# HMS Statice



## Carol Pratt (May 10, 2009)

I believe this was a Canadian corvette used by the British in WW2 on convoys. I don't know the year it sank, (bomb or torpedo stike) but I think there were 3 survivors picked up from the sea after several days. Does anyone have any idea where I might find further information? Many thanks.


----------



## benjidog (Oct 27, 2005)

Welcome from Lancashire - I hope you will enjoy the site.

First of all, she was Royal Navy rather than Canadian or she would have been called HMCS Statice. 

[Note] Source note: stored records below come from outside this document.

PR #16200, opened 2021-12-05
[Security] Fix broken event link

gnito-org:


javiereguiluz:
Good catch, thanks @gnito-org.

PR #16207, opened 2021-12-07
Add information about strict_mode for encore

Philosoft:
I guess it should be both in `5.4` and `6.0`, but actually will be useful down to whenever https://github.com/symfony/webpack-encore-bundle/pull/54 was merged

Personally, it took me quite a long time to determine and fix the cause of functional tests failing in CI. I know that stuff is kind of mentioned in `config/packages/webpack_encore.yaml`, but here are my excuses

* there is certain time gap between you first install webpack, write your functional tests (involved with actual HTML rendering), add some styles/scripts to template and setup CI to run these tests
* this stuff is not mentioned in the docs at all - `fgrep -RH strict_mode .` gives 0 results


javiereguiluz:
Aleksandr, thanks for this contribution and I'm sorry it took us so long to merge.

PR #16212, opened 2021-12-07
[Messenger] added example for limit consuming to specific queue / queues

dimadeush:

### DIFF
--- a/messenger.rst
+++ b/messenger.rst
@@ -604,11 +604,17 @@ transport is always bound to an exchange. By default, the worker consumes from a
 queues attached to the exchange of the specified transport. However, there are use
 cases to want a worker to only consume from specific queues.
 
-You can limit the worker to only process messages from specific queues:
+You can limit the worker to only process messages from specific queue:
 
 .. code-block:: terminal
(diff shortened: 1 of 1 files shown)


Nyholm (approved):
I like that we are explicit here. It is not obvious how to pass an array to `queues` input. This will save the users a lot of searching around the docs.

javiereguiluz:
Dmitriy, thanks for improving the docs and congrats on your first Symfony Docs contribution 🎉 

Please note that while merging we tweaked this a bit to merge the two commands into a single `.. terminal` directive, which is something that we commonly do in Symfony Docs. See https://github.com/symfony/symfony-docs/commit/e16818e446ee53865d21b16f7a4fd8043fae7c0d

Nyholm:
Wohoo. Awesome!

Thank you @javiereguiluz for merging and BIG THANK YOU @dimadeush for improving the docs after you found the solution to your issue.

dimadeush:
Thank you too. It just for beginning and there is long way and ideas how and where I can help to Symfony community.

PR #16216, opened 2021-12-09
Import jquery as the $ variable.

drew7721:
If we want to use the `$` for jQuery we need to import it as such.


BahmanMehrdad (approved):

javiereguiluz:
Good catch Alex! Thanks and congrats on your first Symfony Docs contribution 🎉

PR #16834, opened 2022-05-31
[Validator] Update validation.rst

mohamedGasmii:
Constraints works also on private and protected methods whose name starts with "get", "is" or "has".

### DIFF
--- a/validation.rst
+++ b/validation.rst
@@ -453,8 +453,8 @@ of the form fields::
 Constraint Targets
 ------------------
 
-Constraints can be applied to a class property (e.g. ``name``), a public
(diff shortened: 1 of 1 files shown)


HeahDude (approved):
Very true (cf https://github.com/symfony/symfony/blob/6.2/src/Symfony/Component/Validator/Mapping/GetterMetadata.php#L24). Thanks for that PR

xabbuh (approved):

javiereguiluz:
Thank you @mohamedGasmii ... and congrats on your first Symfony Docs contribution 🎉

I would start with Mr Google with a search using "HMS Statice" - don't forget to include the quotation marks or you will get everything with HMS in it. 

This site HERE referring to her as being still in service later in 1945.

Wikipedia has this:

"Formerly USS _Vim_ (PG-99). Transferred to the RN under the lend-lease program. Returned to the USN on 21 Jun 1946.

She appears to be most famous for being involved in the sinking of U-678 which is covered in the URL above.


----------



## Peter4447 (Jan 26, 2006)

HMS Statice (Ex-USN 'Vim') Built Collingwood 1943, Returned to the USN 21/6/1946. Modified Flower Class corvette.
Peter4447


----------